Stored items

PR #1336, opened 2020-04-08
Show alert when camerad stops unexpectedly

pd0wm:


selfdrive/ui/ui.cc
```diff
@@ -1034,14 +1064,23 @@ int main(int argc, char* argv[]) {
...
         play_alert_sound(s->alert_sound);
+        s->alert_override = true;
       }
+
       s->alert_sound_timeout--;
       s->controls_seen = false;
     }
 
+    // stop playing alert override sound
+    if ((!s->started || (s->started && s->alert_sound_timeout == 0)) &&
```
pd0wm, line 1077: Add check if alert is playing

geohot:
Why do this in UI? Can't controls do it?

pd0wm:
Depends on what you want. Controls already has an indirectly check for the model (through pathPlanner). But that wouldn't trigger if the visionipc connection between ui and camerad crashes.

pd0wm:
All the changes from `vision_connected` to started need to be made anyway, otherwise it immediately goes offroad when camerad dies and you can't show the alert.

pd0wm:
I'll merge https://github.com/commaai/openpilot/pull/1351 first, then we can decide what to do about the alert.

- _What is expected_: For this exercise, retype each entry from above exactly as it stands.

- _Your response_:
PR #1336, opened 2020-04-08
Show alert when camerad stops unexpectedly

pd0wm:


selfdrive/ui/ui.cc
```diff
@@ -1034,14 +1064,23 @@ int main(int argc, char* argv[]) {
...
         play_alert_sound(s->alert_sound);
+        s->alert_override = true;
       }
+
       s->alert_sound_timeout--;
       s->controls_seen = false;
     }
 
+    // stop playing alert override sound
+    if ((!s->started || (s->started && s->alert_sound_timeout == 0)) &&
```
pd0wm, line 1077: Add check if alert is playing

geohot:
Why do this in UI? Can't controls do it?

pd0wm:
Depends on what you want. Controls already has an indirectly check for the model (through pathPlanner). But that wouldn't trigger if the visionipc connection between ui and camerad crashes.

pd0wm:
All the changes from `vision_connected` to started need to be made anyway, otherwise it immediately goes offroad when camerad dies and you can't show the alert.

pd0wm:
I'll merge https://github.com/commaai/openpilot/pull/1351 first, then we can decide what to do about the alert.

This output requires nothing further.